Y estas alternativas salen de un grupo con una alta organización, que se reúne, que se apoya, que se retuitea, que tiene un discurso homogéneo, que sabe usar la información para generar emociones que llaman creencias de personas cada vez más pérdidas entre propuestas y desinformación. Están allí para personas con una necesidad imperiosa de pertenecer que no necesariamente responden a temas ideológicos, pero que hacen lo necesario para llenar los espacios y para gritar lo que muchos están sintiendo sin encontrar las palabras.  Todo esto viene de alternativas que salen de reuniones llenas de líderes hipermediatizados como la de 2020 que tuvo lugar en el Grand Hotel Plaza de Roma a la que acudieron figuras como Viktor Orbán, primer ministro húngaro, Marion Maréchal-Le Pen, exdiputada y presidenta de ISSEP, Giorgia Meloni, presidenta de Fratelli d´Italia, Yoram Hazony, filósofo israelí y presidente del Instituto Herzl.

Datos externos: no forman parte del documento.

PR #4304, opened 2015-09-29
PUP-5291 fix "stream closed" problem with SSH transport

jorhett:
PUP-5291 fix "stream closed" problem with SSH transport closing the session with the IO handles still open

### DIFF
--- a/lib/puppet/util/network_device/transport/ssh.rb
+++ b/lib/puppet/util/network_device/transport/ssh.rb
@@ -73,6 +73,7 @@ class Puppet::Util::NetworkDevice::Transport::Ssh < Puppet::Util::NetworkDevice:
       @channel = nil
       @ssh.close if @ssh
     rescue IOError
+      Puppet.debug "device terminated ssh session impolitely"
     end
   end
 
--- a/lib/puppet/util/network_device/transport/ssh.rb
+++ b/lib/puppet/util/network_device/transport/ssh.rb
@@ -68,9 +68,12 @@ class Puppet::Util::NetworkDevice::Transport::Ssh < Puppet::Util::NetworkDevice:
   end
 
   def close
-    @channel.close if @channel
-    @channel = nil
-    @ssh.close if @ssh
+    begin
+      @channel.close if @channel
+      @channel = nil
+      @ssh.close if @ssh
+    rescue IOError
+    end
   end
 
   def expect(prompt)


joshcooper:
@jorhett Thanks for your contribution. A minor nit, travis failed on the commit summary, could you update it to read "(PUP-5291) ..." We do this to ensure our automation can reconcile puppet commits and jira tickets.

Do you know if the switch is closing the idle ssh connection, and then puppet gets an exception when it tries to close the already closed connection? This can likely happen if the agent takes a long time to evaluate facts, longer than the switch's idle timeout. For example, I think that's what's happening in https://ask.puppetlabs.com/question/1389/puppet-device-fails-halfway-through-fact-discovery-on-cisco-catalyst-2960/

```
Error: Could not retrieve local facts: connection closed by remote host
```

Or is puppet leaking socket connections, and we only notice when we try to close the transport while connections are open? The bug description sounds like it's this case, and if so, I'd like to fix that case in puppet instead of swallowing the exception.

jorhett:
I'll fix the commit.

Yeah I think those are different problems.

The exception happens at '''@ssl.close'''. It's breaking the IO handles we have at that point, which is causing the problem. It might be fixable by closing up our handles first but there wasn't an obvious and clear way to do this inside the transport.

Looking through the net-ssh author's code, he always wraps the SSH object '''.close()''' with the same begin/rescue I used in my patch.

lib/puppet/util/network_device/transport/ssh.rb
```diff
@@ -68,9 +68,12 @@ def connect(&block)
   end
 
   def close
-    @channel.close if @channel
-    @channel = nil
-    @ssh.close if @ssh
+    begin
+      @channel.close if @channel
+      @channel = nil
+      @ssh.close if @ssh
```
joshcooper: The network device transport code calls [Net::SSH.start](https://github.com/jorhett/puppet/blob/fixssh/lib/puppet/util/network_device/transport/ssh.rb#L34), and since we don't specify a block, the [`Net::SSH.start` method returns the connection](https://github.com/net-ssh/net-ssh/blob/master/lib/net/ssh.rb#L235), where the caller is responsible for closing the connection (really it's a `Net::SSH::Connection::Session` object). I think you are seeing an exception because the channel is being closed twice. The first time is when we call it above on line 72. Then on line 74, we call [`@ssh.close`](https://github.com/net-ssh/net-ssh/blob/master/lib/net/ssh/connection/session.rb#L116-L121) which closes channels associated with the session, and likely raises an exception because the underlying socket has already been closed.

We could probably drop the call to `@channel.close` and just call `@ssh.close`, and remove the begin/rescue block. 

Another approach would be to use the block form of `Net::SSH.start` and let it close the channel(s) and session. You would need to change `@channel` to not be an instance variable and pass it as an argument to the various methods, e.g. `def process_ssh(channel)`, but that would be a bit more intrusive.

HAIL9000:
Hey @jorhett, thanks for the contribution! We wanted to check in and see if you were still interested in fixing this up since it's been a little while.

jorhett:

O como el evento organizado en estos últimos días (mayo de 2024) por VOX en España y al que asistieron entre otros Javier Milei, Marine Le Pen, José Antonio Kast y de nuevo Viktor Orbán y Giorgia Meloni (Actual presidenta del Consejo de ministros de Italia). Todos con sus voces que gritan, que (des)informan y que saben explicar de forma simple cualquier situación social, política o económica y que saben ofrecer soluciones que no importa si son ciertas o falsas (luego de ganar la elección se prometerá otra cosa que mantenga la atención fluctuando y cambiando de un lugar a otro).

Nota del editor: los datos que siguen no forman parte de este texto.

PR #4305, opened 2015-09-29
Resource type zpool create options

tnn:
On a (zfs) zpool there are options which can only be applied at creation
time. In order for puppet to handle the lifecycle of zpools, those
create options should be passed to the zpool create cli.

In particular the option `ashift` is required on hard drive using Advanced Formatting (4k).

This just serves as a initial prototype of how this could look. Please advise if Puppetlabs would accept this feature and what would be needed for this to be included, beside unit and acceptance tests.

Kind regards
Troels

### DIFF
--- a/lib/puppet/provider/zpool/zpool.rb
+++ b/lib/puppet/provider/zpool/zpool.rb
@@ -95,8 +95,28 @@ Puppet::Type.type(:zpool).provide(:zpool) do
     end
   end
 
+  #builds up a set of zpool options
+  #
+  # Options on a zpool that applies on creation time
+  # and are otherwise ignored.
+  # create_options is expected to be a map of key-pairs each denoting an option.
+  #
+  # For example:
+  #
+  # zpool { 'tank':
+  #   create_options => {
+  #     'ashift' => '12'
+  #     'altroot' => '/reservoir'
+  #   }
+  # }
+  def build_create_opts
+    @resource[:create_options]
+      .collect { |opt| "-o ${opt[1]}=$opt[2]}" }
+      .reduce { |memo, o| "${memo} ${opt}" }
+  end
+
   def create
-    zpool(*([:create, @resource[:pool]] + build_vdevs + build_named("spare") + build_named("log")))
+    zpool(*([:create, @resource[:pool]] + build_create_opts + build_vdevs + build_named("spare") + build_named("log")))
   end
 
   def destroy


whopper:
Hey @tnn - thanks for the contribution! 

First thing we'll need on this is a ticket in Jira. Would you mind creating one at https://tickets.puppetlabs.com/browse/PUP? Once it exists, you'll want to amend your commit message to begin with `(PUP-XYZ)` with the ticket number so we can reference it during a release.

And yeah, like you said, some spec tests would be a good start to getting this into a reviewable / merge-able state. Thanks!

branan:
AFAICT, there's no place create_options gets set right now? Do you have a change to the type that didn't make it into this commit?

Other than that, as @whopper said we'd like a proper ticket for this, and as you noted new tests would be great. Unit tests are usually sufficient, unless you feel particularly motivated to try to write beaker acceptance tests.

tnn:
@branan, @whopper Thanks for the quick feedback! This was just merely a prototype, I wanted to know if there was interest for having this features before spending time on a glorified, polished solution. Mostly I'm interesting in a) Is this a 'good' feature to have? b) What should the API/DSL look like? c) What implementation details should I be aware of?

lib/puppet/provider/zpool/zpool.rb
```diff
@@ -95,8 +95,28 @@ def build_vdevs
...
+  # zpool { 'tank':
+  #   create_options => {
+  #     'ashift' => '12'
+  #     'altroot' => '/reservoir'
+  #   }
+  # }
+  def build_create_opts
+    @resource[:create_options]
+      .collect { |opt| "-o ${opt[1]}=$opt[2]}" }
+      .reduce { |memo, o| "${memo} ${opt}" }
```
peterhuene: Could this call to `reduce` be replaced with a simple `.join(' ')`?

joshcooper:
@tnn Thank you for your contribution!

We generally prefer create explicit parameter/properties in the type so that puppet can validate manifests at compilation time, rather than later when the agent is applying the catalog. That way you catch problems earlier, before the agent has started to make changes on some platforms.

I'm assuming the set of zpool properties is a finite and known set? If so, can we create explicit parameters/properties for each one? For example, you can ensure values are numeric, string, boolean, enum, etc.

Puppet does allow arbitrary properties to be passed in some cases, e.g. `install_options` for the `package` type. However, that's because the options are completely arbitrary and for some providers, e.g. windows, are specific to the package being installed. In other words, the set of valid options are determined by the author of the package, not the type of package msi/exe.

HAIL9000:
Hey @tnn, just wanted to check in. Did @joshcooper's feedback make sense to you and/or are you still interested in working on this? Thanks!

tnn:
@HAIL9000 Hey Hailee, sorry - I've pretty busy lately. I had to make workaround - basically wrapping an `exec {}` since we were blocked on it. I'm not sure when I'll have time to look at it, but not in the next ~3 weeks.

MikaelSmith:
Is `ashift` only supported for ZFS on Linux?

HAIL9000:
@tnn @joshcooper @whopper How do we feel about closing this PR and filing a PUP ticket (which references this work) to continue work on this in the future?

tnn:
@MikaelSmith `ashift` is on all platforms.

PR #4306, opened 2015-09-29
(PUP-4695) Fixed hiera_in_templates acceptance test

segatspiretech:
The previous version of hiera_in_templates failed when there was more
than one agent in the test because of the way the temporary directories
were created using the agent.tmpdir method.  This fixes that problem.

9/28/15

### DIFF
--- a/acceptance/tests/parser_functions/hiera_in_templates.rb
+++ b/acceptance/tests/parser_functions/hiera_in_templates.rb
@@ -2,7 +2,6 @@ test_name "Calling Hiera function from inside templates"
 
 @module_name = "hieratest"
 @coderoot = master.tmpdir("#{@module_name}")
-@resultdir = agent.tmpdir("#{@module_name}_results")
 
 @msg_default = 'message from default.yaml'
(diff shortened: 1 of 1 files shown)


cprice404:
:see_no_evil:

acceptance/tests/parser_functions/hiera_in_templates.rb
```diff
@@ -257,23 +266,43 @@ class #{@module_name}::mod_fqdn {
...
+    t = agent.tmpdir("#{@module_name}_results")
+    tmp_dirs += "  #{h}: '#{t}'\n"
+    host_to_result_dir[h] = t
   end
-    osfamilies
+  result = {
+    'tmp_dirs' => tmp_dirs,
+    'host_to_result_dir' => host_to_result_dir
+  }
+  result
```
er0ck: maybe this is where josh was saying to return two objects?
i'm okay with it either way.  this test is pretty complex as-is.

er0ck:
:+1:  let's get server going again...

PR #4307, opened 2015-09-29
(PUP-5292) Allow empty arrays as first parameter to regsubst

dalen:


ahpook:
:+1: looks good to me! @whopper can you do the honors?

hlindberg:
This is not ideal - it allows `[undef, undef, undef,...]` to be passed. The type system bug should be fixed instead.

joshcooper:
Reverted in PR #4335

Y estos nuevos líderes de esa nueva derecha se valen no sólo de lo digital, sino que también interpelan a ciudadanos desencantados y saben cómo hacerlo porque ellos leen lo que está pasando con los progresismos en el mundo, saben enmarcar discursos, saben decir eso que la gente quiere oír. Y, además, están tan a la derecha que obligan al otro lado del espectro a irse corriendo hacia un centro que en muchos casos los deja con un discurso que no logra emocionar, suena trillado y hace dudar. Y entonces, ideas que pueden parecer ridículas empiezan a tomarse los espacios en las agendas y así los racistas, desigualitarios, los que están en contra de avances en temas de libertades logradas por las mujeres empiezan a ser los más escuchados. Esos que son recibidos como estrellas de rock en distintos escenarios y a los que los también medios, periodistas e influenciadores de la nueva derecha siguen, retuitean y aplauden y mantienen allí en todas las conversaciones como la según muchos “menos mala de las opciones”.

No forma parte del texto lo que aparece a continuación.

PR #4308, opened 2015-09-30
(PUP-4055) Add DNF package provider

whopper:
This series of commits adds a new DNF provider to Puppet, which is necessary due to Fedora's move from Yum to DNF.

A few updates to the Yum provider were required to make way for the new provider, which is its child.

### DIFF
--- a/acceptance/tests/resource/package/common_package_name_in_different_providers.rb
+++ b/acceptance/tests/resource/package/common_package_name_in_different_providers.rb
@@ -17,8 +17,9 @@ end
 
 def verify_state(hosts, pkg, state, match)
   hosts.each do |agent|
+    cmd = rpm_provider(agent)
     # Note yum lists packages as <name>.<arch>
-    on agent, 'yum list installed' do
+    on agent, "#{cmd} list installed" do
       method(match).call(/^#{pkg}\./, stdout)
     end
 
--- a/acceptance/tests/resource/package/yum.rb
+++ b/acceptance/tests/resource/package/yum.rb
@@ -17,8 +17,9 @@ end
 
 def verify_state(hosts, pkg, state, match)
   hosts.each do |agent|
-    # Note yum lists packages as <name>.<arch>
-    on agent, 'yum list installed' do
+    cmd = rpm_provider(agent)
+    # Note yum and dnf list packages as <name>.<arch>
+    on agent, "#{cmd} list installed" do
       method(match).call(/^#{pkg}\./, stdout)
     end
   end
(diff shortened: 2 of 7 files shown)


whopper:
There is an acceptance test at `acceptance/tests/resource/package/yum.rb` that needs to be fixed for Fedora 22, but I currently have no clue how to properly add and enable a local RPM repository with DNF. I swear I can get it to work manually on some machines, but not others...

acceptance/tests/resource/package/common_package_name_in_different_providers.rb
```diff
@@ -41,6 +41,12 @@ def verify_absent(hosts, pkg)
   clean_rpm agent, rpm_options
   setup_rpm agent, rpm_options
   send_rpm agent, rpm_options
+
+  # DNF requires a cache reset to make local repositories accessible.
+  cmd = rpm_provider(agent)
+  if cmd == 'dnf'
+    on(agent, 'dnf clean metadata')
+  end
```
joshcooper: Should this logic live in RpmUtils, or is the logic specific to this test?

Also meta question, does this affect puppet creating a repo and installing a package from the repo in the same run? Or is this only because we're creating a local repo for the test?

acceptance/tests/resource/package/yum.rb
```diff
@@ -37,6 +38,12 @@ def verify_absent(hosts, pkg)
   clean_rpm agent, rpm_options
   setup_rpm agent, rpm_options
   send_rpm agent, rpm_options
+
+  # DNF requires a cache reset to make local repositories accessible.
+  cmd = rpm_provider(agent)
+  if cmd == 'dnf'
+    on(agent, 'dnf clean metadata')
+  end
```
joshcooper: same comment as above

acceptance/tests/resource/package/common_package_name_in_different_providers.rb
whopper: @joshcooper I believe this was an issue specifically because of the local repo being created for the test, though I'll manually see what DNF does when a regular repo is added.

Yeah, I think that logic could make sense in the `send_rpm` method of `RpmUtils`. I'll move it over.

whopper:
@joshcooper updated to move logic into `RpmUtil`.

Also, re. your meta question, as far as I can tell, adding a regular repo doesn't require a DNF cache reset. We just have to do it after dropping in our RPM, otherwise DNF won't know about it. (Tested by adding the google-chrome repo and verifying that chrome-stable was available without refreshing the cache).

joshcooper:
Since this adds a new provider, should this target master for 4.3.0? We wouldn't have fedora 22 support until puppet-agent 1.3.0, but that doesn't see that far off. Thoughts? /cc @kylog

whopper:
@joshcooper oh yeah, not sure. I put this against stable based on Kylo's comment on an other PR:

Kylo:
Fedora 22 is on the 2015.2 async list at https://confluence.puppetlabs.com/display/PROD/PE+2015.2.1+Agent+Platforms, so let's target stable for this PR.

kylog:
Yep, confirmed that Fedora 22 is now targeted at 4.3.0 so please retarget these to master. Thanks!!

whopper:
CLosing in favor of https://github.com/puppetlabs/puppet/pull/4321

Mientras tanto los progresistas entran al escenario sin escuchar con seriedad a ese otro lado que se va apoderando del espacio público (con movilizaciones llenas de insatisfechos con esos derechos ganados desde luchas diversas) y también de las agendas imponiendo temas que deben también ser escuchados y tenidos en cuenta. Y, entonces, los que ofrecen cambio ya no son una alternativa de revolución y tampoco son los que muestran insatisfacción frente a las instituciones por su falta de flexibilidad y de respuesta a las necesidades de esos que en estos tiempos se vuelven minoría, sino que son los que justamente no están de acuerdo con lo que se ha conseguido con años de luchas.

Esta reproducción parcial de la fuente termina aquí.